• **WORK ITEM**
Find every line of the records that has "failure" and return it.

• **MATERIAL PROVIDED**
PR #384, opened 2022-11-08
Add delay functionality to DA w/Refund PR

ryley-o:
Add functionality to delay an ongoing DA w/Refund. Intended to be merged into #382.

This is specifically implemented to handle the following type of failure mode:
- DA w/Refund is started, a few users mint directly from contract (preventing auction from being reset), but Art Blocks website is down, making it difficult for most users to purchase tokens

Instead of scrambling to get the website up and running before the auction reaches base price (which may be lower than perceived value), the artist or Art Blocks may put the DA in "delay" mode. "Delay" mode keeps price at a constant value until the delay is ended, at which point it continues along its previously programmed price curve, just shifted to the right.

This type of failure mode is good to handle based off of our previous experiences.

Drawbacks of introducing this kind of delay functionality are:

• **WRITTEN REPLY**
This is specifically implemented to handle the following type of failure mode:
This type of failure mode is good to handle based off of our previous experiences.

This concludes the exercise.